[Stored data]
PR #2776, opened 2022-01-17
KTOR-3656 Use secure random for nonce generation

rsinukov:


e5l (changes requested):
Could you check the compilation error for benchmarks?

* **THE PROBLEM**
Your reply must be a faithful copy of each entry above.

* **ANSWER FOR THE TASK**
PR #2776, opened 2022-01-17
KTOR-3656 Use secure random for nonce generation

rsinukov:


e5l (changes requested):
Could you check the compilation error for benchmarks?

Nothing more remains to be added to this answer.